Re: Version Control in Database Applications
by perrin (Chancellor) on Jun 11, 2002 at 01:38 UTC
    I've often thought about this one too. I've seen implentations that used most of the tricks described in Greenspun's article, and also some that treated a database like CVS. Allaire Spectra serialized all data objects into XML blobs when storing them in the database, which made versioning easier but was not very efficient. Interwoven TeamSite collects all of your data in XML and then publishes it to the database using an XML-to-RDBMS bridge, but that means duplicating your data structure definitions and is basically a kludge. Most people end up just giving up on the idea of real versioning and using some kind of assembly stage instead, i.e. assemble everything on an internal content server and then periodically publish it all to the live server, like making a release from CVS.

    For most content management problems like this, I think the multi-part key (id + version #) is the best way to go. You just keep a VERSIONS table which stores the current version number for each versioned table. You can even make this work for relationship tables if you choose a side that the relationship is from, e.g. you link foo (version 19) to bar (latest). If you put version numbers on both sides of the link and then one of the objects gets reverted, you can't easilly resolve it.

    In order to make this easier to deal with from a progrmming perspective, I would suggest wrapping a database view around it. Then you can have simple keys in your queries and the view will join against the VERSIONS table and show the right one.

Re: Version Control in Database Applications
by lachoy (Parson) on Jun 11, 2002 at 03:24 UTC

    I've actually had the idea (but no motivation in the way of a project) to do this in SPOPS. This would take the form of an extra table:

    CREATE TABLE versions ( class varchar(75) not null, object_id varchar(255) not null, version numeric(8,2) not null, object_data blob not null, primary key( class, object_id, version ) )

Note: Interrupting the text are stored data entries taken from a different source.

PR #106, opened 2023-07-20
Add new module for kafka

z0isch:
https://app.asana.com/0/1201325186562318/1204292061062064/f

We'd like to begin producing events to Kafka in `fancy-api` when a student answers a question in adaptive math. 

This adds a `Freckle.App.Kafka` module with a `produceAsync` function constrained by a `HasKafkaProducer` typeclass. 
`HasKafkaProducer` uses a `Pool` of connections in order to make producing events more performant as we are going to be using this in a very hot path in `fancy-api`.


library/Freckle/App/Kafka.hs
```diff
@@ -0,0 +1,132 @@
...
+instance HasKafkaProducer site => HasKafkaProducer (HandlerData child site) where
+  kafkaProducerL = envL . siteL . kafkaProducerL
+
+kafkaProducer
+  :: ( MonadReader env m
+     , HasKafkaBrokerAddress env
+     , MonadUnliftIO m
+     )
+  => Int
+  -- ^ The number of stripes (distinct sub-pools) to maintain.
```
z0isch, line 66: The docs here were stolen wholesale from the underlying `Pool.createPool`. 

I thought about giving some sensible defaults instead of parametrizing this function, but this flexibility for the client seemed nice.

library/Freckle/App/Kafka.hs
```diff
@@ -0,0 +1,132 @@
...
+  :: ( ToJSON value
+     , ToJSON key
+     , MonadLogger m
+     , MonadReader env m
+     , HasKafkaProducer env
+     , MonadUnliftIO m
+     )
+  => Kafka.TopicName
+  -> NonEmpty value
+  -> (value -> key)
```
pbrisbin, line 106: This will be an interesting design point vs a `HasKafkaPartitionKey` class on `value`. On the one hand, the class would make it easy to decide partitioning in one place, where the event data type is created. Just passing a function on every send is pretty easy.

You could also offer all the options though...

```hs
produce :: HasKafkaPartitionKey value => value -> 
produce = produceKeyedBy kafkaPartitionKey

produceKeyedBy :: (value -> key) -> value ->
produceKeyedBy f v = produceKeyed (f v) v

produceKeyed :: key -> value ->
produceKeyed k v = do
```

library/Freckle/App/Kafka.hs
```diff
@@ -0,0 +1,132 @@
...
+  -> m ()
+produceAsync prTopic values keyF = void $ async $ do
```
pbrisbin, line 108: I don't see any downside to starting out with both versions available, as it's so easy to define...

```hs
produce = do

produceAsync = void . async . produce
```

pbrisbin (commented):
Cool stuff!

I think it's a good start, but left some ideas that could be good to think about before any first release.

library/Freckle/App/Kafka.hs
```diff
@@ -0,0 +1,132 @@
...
+import qualified Data.Pool as Pool
+import qualified Data.Text as T
+import qualified Freckle.App.Env as Env
+import qualified Kafka.Producer as Kafka
+import UnliftIO.Async (async)
+import UnliftIO.Exception (throwString)
+import Yesod.Core.Lens
+import Yesod.Core.Types (HandlerData)
+
+newtype BrokerAddress = BrokerAddress { getBrokerAddress :: Maybe (NonEmpty Kafka.BrokerAddress)}
```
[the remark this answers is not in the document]
z0isch: I fought with this too lol and had `BrokerAddresses` initially but then ripped it out- I'll revert that

library/Freckle/App/Kafka.hs
```diff
@@ -0,0 +1,132 @@
...
+  kafkaBrokerAddressL = envL . siteL . kafkaBrokerAddressL
+
+envKafkaBrokerAddress
+  :: Env.Parser Env.Error BrokerAddress
+envKafkaBrokerAddress = BrokerAddress <$> addressOrNothing
+
+ where
+  addressOrNothing = (parseKafkaBrokerAddress <$> parseKey) <|> pure Nothing
+  parseKey = Env.var Env.nonempty "KAFKA_BROKER_ADDRESS" mempty
+  parseKafkaBrokerAddress = NE.nonEmpty . fmap Kafka.BrokerAddress . T.splitOn ","
```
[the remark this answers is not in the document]
pbrisbin: Note that we do have some reusable parsers [here](https://hackage.haskell.org/package/freckle-app-1.9.0.3/docs/Freckle-App-Env.html#g:2). I keep wanting something that parses a comma-separated variable, but I can't figure out the perfect interface for passing in the "and parse each value with this function" part of it.

library/Freckle/App/Kafka.hs
pbrisbin: One option is to name what you have `produceKeyedBy`, so as not to squat on `produce(Async)` for something class-based later.

library/Freckle/App/Kafka.hs
```diff
@@ -0,0 +1,132 @@
...
+  -- intervals.
+  -> Int
+  -- ^ Maximum number of resources to keep open per stripe.  The
+  -- smallest acceptable value is 1.
+  --
+  -- Requests for resources will block if this limit is reached on a
+  -- single stripe, even if other stripes have idle resources
+  -- available.
+  -> m KafkaProducer
+kafkaProducer numStripes idleTime maxResources =
```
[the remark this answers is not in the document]
z0isch: I struggled with this and had `createKafkaProducerPool` initially. I shied away due to the return type being just `m KafkaProducer`. I wonder if that should be `KafkaProducerPool` too?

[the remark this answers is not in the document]
pbrisbin: Oh that is tricky. The persistent functions return `Pool SqlBackend`.

Personally, I would _try_ with it returning `Pool Kafka.KafkaProducer`. This would require refactoring some things that also appeal to me...

Have `envKafkaBrokerAddresses` return `NonEmpty BrokerAddress`, then the user is responsible to use `optional` (or equivalent) and get themselves a `settingsKafkaBrokerAddresses :: Maybe (NonEmpty BrokerAddress)`.

When users initialize things, they'd be responsible to do something like:

```hs
producer <- maybe
  (pure NullKafkaProducer)
  (fmap . KafkaProducerPool createKafkaProducerPool)
  settingsKafkaBrokerAddresses
```

I might also switch your top-level type to:

```hs
data KafkaProducerPool
  = KafkaProducerPool (Pool KafkaProducer)
  | NullKafkaProducerPool
```

Which means less (no?) `qualified` business.

This drops some boilerplate and indirection out of the module itself, without imposing too much on the client, IMO. As I said, I would just try this direction and see. It could be a dead-end for reasons I'm not seeing from here.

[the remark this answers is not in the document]
z0isch: I was going back and forth about how much to make the client do here, I think the design you have here probably strikes a good balance and seems to work nicely in `fancy-api`

library/Freckle/App/Kafka.hs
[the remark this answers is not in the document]
z0isch: I went with the `envKafkaBrokerAddresses :: Env.Parser Env.Error (NonEmpty BrokerAddress)` idea

library/Freckle/App/Kafka.hs
z0isch: The class based approach would force the `key` to always depend on the `value` which is probably not always the case. I'm passing `const studentId` in the current usage for example.

I went with `produceKeyedBy` et al. to keep things flexible for the future.

library/Freckle/App/Kafka.hs
```diff
@@ -0,0 +1,130 @@
...
+  logDebugNS "kafka" $ "Producing Kafka events" :# ["events" .= values]
+  view kafkaProducerPoolL >>= \case
+    NullKafkaProducerPool -> pure ()
+    KafkaProducerPool producerPool -> do
+      errors <-
+        liftIO $
+          Pool.withResource producerPool $ \producer ->
+            produceMessageBatch producer $
+              toList $
+                mkProducerRecord <$> values
```
pbrisbin, line 102: So this is an interesting interface. You're choosing to be opinionated and only support sending a batch of multiple messages (the function takes `ToJSON value => NonEmpty value` and not `ToJSON value => value`). This makes sense ergonomics-wise because the single-message case can easily be accomplished with a singleton list. I wonder if there are any other trade-offs to consider with this design. Does the underlying library also only expose `produceMessageBatch`, or does it have `produceMessage` too?

pbrisbin (approved):
The code looks good, but the style is wonky as all get-out.

Would you be able to do a quick conversion to fourmolu then bring this back overtop auto-formatted? I think this code-base was just not touched since we migrated.

library/Freckle/App/Kafka.hs
z0isch: There is also a `produceMessage` but I am not really sure about the tradeoffs involved. Both seem to just dump things on the queue that backs `librdkafka` and don't block. It looks like there is a `produceMessage'` that does have some blocking semantics if we ever need that for single messages.

The handler for Math adaptive can take multiple answers so I just exposed the `batch` variety.

z0isch:
> The code looks good, but the style is wonky as all get-out.
> 
> Would you be able to do a quick conversion to fourmolu then bring this back overtop auto-formatted? I think this code-base was just not touched since we migrated.

Will do

library/Freckle/App/Kafka.hs
pbrisbin: > I'm passing `const studentId` in the current usage for example

Sounds like you _actually_ want `produceKeyed studentId` to be the first function we have then.

But I'm very surprised `AnswerEvent` lacks a `studentId` property. Is that right? We have no need for consumers to know the student that generated an answer? I would've really expected it to, and for "always key answer events by student" to be _exactly_ the sort of thing you'd ideally define in a single place, say as an instance on `AnswerEvent`.

Even still, you could always...

```hs
data ConstantKey k a = ConstantKey k a

instance ToJSON a => ToJSON (ConstantKey k a) where
  toJSON (ConstantKey _ a) = toJSON a

instance ToKafkaPartitionKey (ConstantKey k a) where
  toKafkaPartitionKey (ConstantKey k _) = toKafkaPartitionKey a

produce $ ConstantKey studentId <$> answerEvents
```

You're totally right, of course. Not having the `Keyed` or `KeyedBy` functions available too would be a huge limitation for the library. The class-based functions would be the additional convenience for cases where that made sense.

library/Freckle/App/Kafka.hs
z0isch: 👍 That's probably a smart idea

z0isch: `produceBatchedKeyedOnAsync` is a mouthful though...

pbrisbin: Ugh, I know, not a fan.

z0isch: I think I'm just going to stick with the non-batched naming. We can adjust if we ever need the other semantics.

z0isch:
Is the nightly `CI/test` expected to be failing?

pbrisbin:
What actually dependencies nightly runs against changes ~nightly (go figure), so it's possible/common the build drifts into an un-buildable state and you don't notice until the next PR. So here we are.

I don't know what we should do ideally. In some cases we run it on a `scheduled` workflow so it fails right when it drifts, but that didn't result in better outcomes IME. We could make it non-required, but we really do want to keep things building against nightly, that's the only way you-- on wait, we explicitly don't keep `freckle-app` in stackage, so nightly failures are not particularly problematic. We could probably get away with making it not required in this repository.

Personally, I just fix it when it fails. But how easy that is varies wildly.

z0isch:
> What actual dependencies nightly runs against changes ~nightly (go figure), so it's possible/common the build drifts into an un-buildable state and you don't notice until the next PR. So here we are.
> 
> I don't know what we should do ideally. In some cases we run it on a `scheduled` workflow so it fails right when it drifts, but that didn't result in better outcomes IME. We could make it non-required, but we really do want to keep things building against nightly, that's the only way you-- on wait, we explicitly don't keep `freckle-app` in stackage, so nightly failures are not particularly problematic. We could probably get away with making it not required in this repository.
> 
> Personally, I just fix it when it fails. But how easy that is varies wildly.

Just do this in `freckle-app` it'll be easy! :trollface: 

I think the fix here may not even be possible:
```
Error: [S-4804]
       Stack failed to construct a build plan.
       
       While constructing the build plan, Stack encountered the following errors:
       
       In the dependencies for freckle-app-1.9.1.0:
           dotenv needed, but the Stack configuration has no specified version (latest matching
                  version is 0.11.0.2)
           ekg-core needed, but the Stack configuration has no specified version (latest matching
                    version is 0.1.1.7)
           yesod-core needed, but the Stack configuration has no specified version (latest matching
                      version is 1.6.24.3)
       needed since freckle-app is a build target.
```

pbrisbin:
I'm not sure why you say that's not fixable, adding those three package to `extra-deps` is a first step try.

But you can just make nightly not required, or merge around it. Don't let your dreams dreams!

    (There would likely be problems with the width of this primary key but I'd probably restrict the object_id to 150 characters or so.... implementation issue.)

    After every update that happens to the object, we create a rule that saves the object state to the database with an incremented version number using Storable if you can be Perl-only, XML if you want to be cross-platform. Fetching all versions of an object would be simple, and in the (hopefully unlikely) event of a primary key modification, we can do an update to ensure the information is migrated properly.

    Having a single table with all versions is attractive as long as you don't need to search on a feature of the versioned content -- for instance, finding all users that at one time had a first name of 'Steve'. It also insulates you from future schema changes, since you don't care about the schema at all.

    I'd think you could also do this using whatever persistence framework you want with something like Class::Observable or Class::Trigger.

    M-x auto-bs-mode

      That's a very intersting suggestion. It hadn't occurred to me to implement versioning with something as simple as Storable. I think this may be the winner. I doubt I'll need to implement more than view() and revert() on past versions. Both of which would be easy to implement with a frozen object.